Amazon launches NovaSonic, a new generation of generative AI voice model, marking a major breakthrough in the field of artificial intelligence voice.This innovative model can natively process speech input and generate natural and smooth speech output. In terms of core performance indicators such as speed, speech recognition accuracy and dialogue quality, it has reached a level comparable to the cutting-edge speech models of technology giants such as OpenAI and Google.

NovaSonic provides services through the Amazon Bedrock developer platform and uses an innovative two-way streaming API interface to provide strong support for enterprise-level AI application development.Amazon specifically emphasized that this model has significant advantages in cost-effectiveness, and its price is about 80% cheaper than OpenAI’s GPT-4o. It can be called the most cost-effective AI voice solution on the market.

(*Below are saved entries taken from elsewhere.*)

PR #509, opened 2016-09-06
Multiple small changes

kduske-n4:
Sorry to submit multiple changes in one pull request (and not using branches), but I had to make these changes in quick succession and could not isolate them. They are independent of each other, however. There are three changes:

**Convert nested Java maps to Ruby hashes in `RubyHashUtil#toRubyObject`**
This prevents a `ClassCastException` when, after creating a new block in a block processor, you attempt to access the attributes of that block later in a tree processor. When asking the block for its attributes, AsciidoctorJ assumes that what it gets from the asciidoctor AST is an instance of `RubyHash`, when in this case what it really gets is an instance of ` MapJavaProxy` that was injected by JRuby into the asciidoctor AST when the block was created originally.

I'm not sure about this change, since I had to choose one of several different methods to convert Java maps to Ruby hashes in `RubyHashUtil`.

**Return `null` if the inner document of a table cell is `nil`**
This prevents a `NullPointerException` when attempting to access the inner document of a table cell in a processor when that cell doesn't have an inner document in the asciidoctor AST.

**Add getter for `@content_model`**
This adds a getter for the `@content_model` attribute of an asciidoctor `AbstractBlock` to `StructuralNode`.

I hope these changes are useful for you and that you can apply them. I have run the tests in the asciidoctorj-asciidoctorj and asciidoctorj-distribution projects and there were no failures.

### DIFF
--- a/asciidoctorj-core/src/main/java/org/asciidoctor/ast/impl/CellImpl.java
+++ b/asciidoctorj-core/src/main/java/org/asciidoctor/ast/impl/CellImpl.java
@@ -70,7 +70,10 @@ public class CellImpl extends ContentNodeImpl implements Cell {
 
     @Override
     public Document getInnerDocument() {
-        return (Document) NodeConverter.createASTNode(getRubyProperty("inner_document"));
+        IRubyObject innerDocument = getRubyProperty("inner_document");
+        if (innerDocument.isNil())
+        	return null;
+		return (Document) NodeConverter.createASTNode(innerDocument);
     }
 
     @Override
--- a/asciidoctorj-core/src/main/java/org/asciidoctor/ast/impl/CellImpl.java
+++ b/asciidoctorj-core/src/main/java/org/asciidoctor/ast/impl/CellImpl.java
@@ -71,8 +71,9 @@ public class CellImpl extends ContentNodeImpl implements Cell {
     @Override
     public Document getInnerDocument() {
         IRubyObject innerDocument = getRubyProperty("inner_document");
-        if (innerDocument.isNil())
+        if (innerDocument.isNil()) {
         	return null;
+        }
 		return (Document) NodeConverter.createASTNode(innerDocument);
     }
 
--- a/.gitignore
+++ b/.gitignore
@@ -1,3 +1,4 @@
+bin/
 build/
 target/
 .classpath
--- a/asciidoctorj-core/src/main/java/org/asciidoctor/ast/StructuralNode.java
+++ b/asciidoctorj-core/src/main/java/org/asciidoctor/ast/StructuralNode.java
@@ -80,6 +80,15 @@ public interface StructuralNode extends ContentNode {
     int getLevel();
 
     /**
+     * Returns the content model.
+     *
+     * @see ContentModel
+     *
+     * @return the content model
+     */
+    String getContentModel();
+
+    /**
      * Returns the source location of this block.
      * This information is only available if the {@code sourcemap} option is enabled when loading or rendering the document.
      * @return the source location of this block or {@code null} if the {@code sourcemap} option is not enabled when loading the document.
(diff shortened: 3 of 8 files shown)


asciidoctorj-core/src/main/java/org/asciidoctor/ast/impl/CellImpl.java
```diff
@@ -70,7 +70,10 @@ public void setVerticalAlignment(Table.VerticalAlignment valign) {
 
     @Override
     public Document getInnerDocument() {
-        return (Document) NodeConverter.createASTNode(getRubyProperty("inner_document"));
+        IRubyObject innerDocument = getRubyProperty("inner_document");
+        if (innerDocument.isNil())
+        	return null;
+		return (Document) NodeConverter.createASTNode(innerDocument);
```
robertpanzer: I haven't tested it, but I don't think this will compile.

robertpanzer:
Thanks a lot for your great contribution, Kristian!

Would you mind adding tests for the three problems you fixed?
That should be 
- a test that simply invokes getContentModel (Maybe like here: https://github.com/asciidoctor/asciidoctorj/blob/07fed407fce84dc9c0f7cf203eb8266255ebad7b/asciidoctorj-core/src/test/java/org/asciidoctor/WhenAsciiDocIsRenderedToDocument.java#L149)
- a test that uses two extensions, where one creates a node and another that tries to access the attributes? (Maybe copy this test and accommodate to the needs: https://github.com/asciidoctor/asciidoctorj/blob/07fed407fce84dc9c0f7cf203eb8266255ebad7b/asciidoctorj-core/src/test/groovy/org/asciidoctor/extension/WhenABlockMacroProcessorCreatesATable.groovy#L51)
- A test that tries to access the inner document of a table cell when it doesn't have the Asciidoctor style. That should fit in here: https://github.com/asciidoctor/asciidoctorj/blob/asciidoctorj-1.6.0/asciidoctorj-core/src/test/groovy/org/asciidoctor/WhenATableIsLoaded.groovy

That would help us a lot and would avoid that we later stumble over these problems again.

asciidoctorj-core/src/main/java/org/asciidoctor/ast/impl/CellImpl.java
kduske-n4: It does, though. Why shouldn't it?

kduske-n4:
Added test cases as requested.

asciidoctorj-core/src/main/java/org/asciidoctor/ast/impl/CellImpl.java
robertpanzer: Gotcha! :-)
Could you please add braces around the `return null`.

I probably automatically put them in there mentally around both returns that have the same indentation.

kduske-n4: Done.

robertpanzer:
Thanks a lot! Such tests really help us.
Executed them locally and they look good, if I revert the main code, I can also see the errors that you fixed.

There are a couple of code style problems that codenarc complains.
Would you mind fixing them?
While it might seem pedantic it helps us to keep a common code style across the groovy code.
When doing a `./gradlew clean build` codenarc will create a report that shows you what it doesn't like.

Thanks a lot!

Cheers
Robert

kduske-n4:
Sure, will do!

kduske-n4:
Done ;-)

kduske-n4:
Some things still seem broken in your CI. I have run the tests locally and it was fine. Any hints?

robertpanzer:
Yes, there are some problems with Asciidoctor PDF and JRuby on Windows.
That's why this test is in. :-)
Will upgrade the JRuby version soon and look if it works better now (even though I don't have much hope)
Unix build is green, so I'm fine to merge.

Thanks!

Compared to competing AI speech models, NovaSonic excels at routing user requests to different APIs. This capability allows NovaSonic to know when it needs to obtain real-time information from the Internet, parse proprietary data sources, or take action in external applications and use the appropriate tools to complete the task.

In a two-way conversation, NovaSonic waits for the "right moment" to speak, taking into account the speaker's pauses and interruptions.In addition, NovaSonic can also generate text records for users' speech, and developers can use these texts for various application scenarios.

Rohit Prasad, chief scientist of Amazon's AGI department, revealed that some of NovaSonic's technologies have been used in the upgraded digital assistant Alexa+. The launch of this model is an important step in Amazon's strategy to build artificial general intelligence (AGI). In the future, it will also launch AI models that support multi-modal understanding, covering images, videos and other physical world perception data.